1. **Set Up a SageMaker Studio Domain and Space.** Create a SageMaker Studio domain and user profile, then create a JupyterLab Space. Each Space gets its own Amazon EBS volume for persistent storage. Refer to [SageMaker AI domain overview](https://docs.aws.amazon.com/sagemaker/latest/dg/gs-studio-onboard.html) for the detailed steps.

1. **Upload Notebooks and Files to SageMaker Studio.** Open your JupyterLab Space and upload your exported files using the File Browser upload icon, or clone your Git repository directly from the JupyterLab terminal.

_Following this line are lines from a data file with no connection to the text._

PR #6245, opened 2026-06-03
feat: allow PATCH in `http_request` for non-replicated calls

### LINKED ISSUE #6244: HTTPS outcalls: add PATCH to the `http_request` method variant
## Summary

Add `patch` to the `method` variant of `http_request_args` (the management-canister HTTPS-outcall API), so canisters can issue HTTP `PATCH` requests. Today the variant is:

```candid
method : variant { get; head; post; put; delete };
```

`PATCH` is the only common REST verb still missing after `put`/`delete` were added.

## Use case

We generate **Motoko client libraries from OpenAPI specs** (Caffeine connectors — each wraps a third-party REST API as a mops package that a canister calls via HTTPS outcalls). The generator emits one outcall per operation, mapping the spec's HTTP method straight onto the `method` variant.

The concrete trigger is a **Google Calendar API** client. Google's REST surface uses `PATCH` for every partial-update operation:

- `calendar.events.patch`
- `calendar.calendars.patch`
- `calendar.acl.patch`
- `calendar.calendarList.patch`

These simply cannot be expressed today — the generated code references `method = #patch`, which has no corresponding system variant, so those operations are un-callable. `PATCH` is pervasive across modern REST APIs (Google, GitHub, Stripe, …) wherever a partial update is preferred over a full-resource `PUT`, so this is not Calendar-specific.

## Why `PATCH` is well-behaved on the IC (and how it differs from the existing verbs)

The two IC-specific concerns for any outcall verb are **(1) how many times the remote server is hit** and **(2) whether replicas can agree on the response**. Here is how `PATCH` sits relative to the verbs already supported.

### 1. Double-request tolerance (idempotency)

In **replicated** mode an outcall is issued **once per replica** — every node on the subnet independently fires the same request, so the remote server sees N identical hits. Safety under N-fold delivery is exactly HTTP idempotency:

| Verb | Idempotent? | N copies to remote |
|------|-------------|--------------------|
| `get` / `head` | yes (nullipotent) | harmless — pure reads |
| `put` | **yes** (RFC 9110 §9.2.2) | converge to one final state |
| `delete` | **yes** | one delete |
| `post` | no | N resources / N appends |
| **`patch`** | **not guaranteed** (RFC 5789 §2) | depends on the patch document |

`PATCH` is the one verb whose idempotency is **not** guaranteed by the HTTP contract: it is idempotent when the patch body is a *field-set merge* (set these fields to these values) but **not** when it expresses a *relative* mutation (increment, append). This is the only semantic difference from `put`/`delete` — and it is **handled by exactly the same mechanism they already use**: forcing the call into non-replicated mode.

### 2. IC consensus (response agreement)

Even an idempotent verb breaks replicated consensus if the N responses don't match byte-for-byte. Mutation responses almost always echo server-assigned fields (`updated` timestamp, `etag`, generated id) that differ across the N independent calls, so without a normalizing `transform` the replicas can't agree and the call traps. This is why mutations are run **non-replicated** (`is_replicated = ?false`): a single node issues exactly one request, so there is one response and nothing to reach consensus over.

`PATCH` lands in the **same bucket as `put`/`delete`**: a mutation that should run non-replicated (`is_replicated = ?false`). The one residual difference — its weaker idempotency guarantee — only matters if the single non-replicated outcall is retried at the system level on a transient failure; clients that need that safety must already ensure their patch body is merge-shaped, exactly as they would reason about `put`.

In short: **`PATCH` introduces no new system-level concern that `put`/`delete` did not already raise**, and the existing `is_replicated` machinery already covers it.

## Proposed change

```candid
method : variant { get; head; post; put; delete; patch };
```

…with `patch` subject to the same replicated-mode handling already applied to `put`/`delete`.

## Offer to contribute

Happy to put up a PR following the **`put`/`delete` blueprint** (the change set that introduced those two verbs) if the team is open to it — it looks like a mechanical extension of the same enum + execution-path handling. Pointers to that original change set would be appreciated.

ggreif:
Resolves #6244.

Adds the `PATCH` HTTP method to the canister `http_request` (HTTPS outcalls) management-canister interface, mirroring the `PUT`/`DELETE` addition in #6199.

### What

- `ic.did`: `method` variant → `variant { get; head; post; put; delete; patch }`.
- `ic-interface-spec.md`: document `PATCH` alongside `PUT`/`DELETE` as supported in **non-replicated mode only**.
- `interface-spec-changelog.md`: new `0.62.0` entry.

### Why

`PATCH` is pervasive in modern REST APIs for partial updates (Google Calendar, GitHub, Stripe, …). It is currently the only common verb missing after `PUT`/`DELETE` landed, which blocks canisters from calling those endpoints. The concrete driver is a generated Motoko client for the Google Calendar API, whose partial-update operations (`events.patch`, `calendars.patch`, `acl.patch`, `calendarList.patch`) are otherwise un-callable.

### Why non-replicated only

Same rationale as `PUT`/`DELETE`: in replicated mode an outcall is issued once per replica, so a mutation would hit the remote N times, and mutation responses rarely agree byte-for-byte across replicas. `PATCH` additionally is not guaranteed idempotent (RFC 5789 §2) — it is idempotent only for field-merge bodies — which makes the non-replicated restriction even more appropriate. The existing `is_replicated` machinery already covers it; no new mechanism is introduced.

### Notes

- Spec/docs change only. The corresponding runtime implementation lives in `dfinity/ic`.
- Draft pending the runtime side / IC-team review.

🤖 Generated with [Claude Code](https://claude.com/claude-code)

### DIFF
--- a/docs/references/_attachments/interface-spec-changelog.md
+++ b/docs/references/_attachments/interface-spec-changelog.md
@@ -1,5 +1,8 @@
 ## Changelog {#changelog}
 
+### 0.62.0 (2025-06-03) {$0_62_0}
+* Support for the HTTP method `PATCH` in canister `http_request` in non-replicated mode.
+
 ### 0.61.0 (2025-05-18) {$0_61_0}
 * New management canister endpoint `canister_metrics`.
 
--- a/docs/references/_attachments/ic.did
+++ b/docs/references/_attachments/ic.did
@@ -344,7 +344,7 @@ type deposit_cycles_args = record {
 type http_request_args = record {
     url : text;
     max_response_bytes : opt nat64;
-    method : variant { get; head; post; put; delete };
+    method : variant { get; head; post; put; delete; patch };
     headers : vec http_header;
     body : opt blob;
     transform : opt record {
--- a/docs/references/ic-interface-spec.md
+++ b/docs/references/ic-interface-spec.md
@@ -3046,7 +3046,7 @@ In the replicated mode, the responses for all identical requests must match, too
 
 For this reason, the calling canister can supply a transformation function, which the IC uses to let the canister sanitize the responses from such unique values. The transformation function is executed separately on the corresponding response received for a request (both in replicated and non-replicated modes). Only the transformed response will be available to the calling canister.
 
-Currently, the `GET`, `HEAD`, and `POST` methods are supported for HTTP requests. Additionally, the `PUT` and `DELETE` methods are supported in non-replicated mode only. `PUT` and `DELETE` are restricted to non-replicated mode to avoid confusing race conditions that may occur with replicated execution.
+Currently, the `GET`, `HEAD`, and `POST` methods are supported for HTTP requests. Additionally, the `PUT`, `DELETE`, and `PATCH` methods are supported in non-replicated mode only. `PUT`, `DELETE`, and `PATCH` are restricted to non-replicated mode to avoid confusing race conditions that may occur with replicated execution.
 
 It is important to note the following for the usage of the `POST` method:
 
@@ -3070,7 +3070,7 @@ The following parameters should be supplied for the call:
 
 -   `max_response_bytes` - optional, specifies the maximal size of the response in bytes. If provided, the value must not exceed `2MB` (`2,000,000B`). The call will be charged based on this parameter. If not provided, the maximum of `2MB` will be used.
 
--   `method` - currently, `GET`, `HEAD`, and `POST` are supported. Additionally, `PUT` and `DELETE` are supported in non-replicated mode only.
+-   `method` - currently, `GET`, `HEAD`, and `POST` are supported. Additionally, `PUT`, `DELETE`, and `PATCH` are supported in non-replicated mode only.
 
 -   `headers` - list of HTTP request headers and their corresponding values
 


docs/references/_attachments/interface-spec-changelog.md
```diff
@@ -1,5 +1,8 @@
 ## Changelog {#changelog}
 
+### 0.62.0 (2025-06-03) {$0_62_0}
```
mraszyk, line 3: The date should be updated and this PR merged when the feature is rolled out on mainnet.

mraszyk (commented):
LGTM I'll approve when the feature is rolled out to prevent accidental merging.

ggreif:
> LGTM I'll approve when the feature is rolled out to prevent accidental merging.

Thank you @mraszyk, the implementation PR sits right here: dfinity/ic#10378!

marc0olo:
@ggreif @mraszyk we should make these changes in the https://github.com/dfinity/developer-docs repository

ggreif:
The content of this PR has been migrated to `dfinity/developer-docs` as requested: dfinity/developer-docs#289 (opened as a draft from branch `migrate-portal-6245`).

One item for human confirmation: this PR adds a `0.62.0` changelog entry, but `developer-docs` already has a `0.62.0` with different content (dated 2025-05-26). The migration used `0.63.0 (TBD)` as a placeholder — the correct version number should be confirmed with the IC team.

This PR (#6245) can be closed once the `developer-docs` PR is approved and merged.

ggreif:
Closing in favour of dfinity/developer-docs#289.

1. **Recreate Conda Environments in SageMaker Studio.** Open a terminal in your JupyterLab Space and use your exported YAML file to recreate your conda environment. After installation, the environment will be available as a kernel for your notebooks. Refer to [JupyterLab environment customization](https://docs.aws.amazon.com/sagemaker/latest/dg/studio-updated-jl-user-guide-customize-package-manager.html) in SageMaker Studio for the detailed steps.

Migrating to SageMaker Studio only migrates your notebooks, files, and environment configurations. Historical compute usage or session logs from Studio Lab are not transferred. Future development, experimentation, and compute management will happen within SageMaker Studio.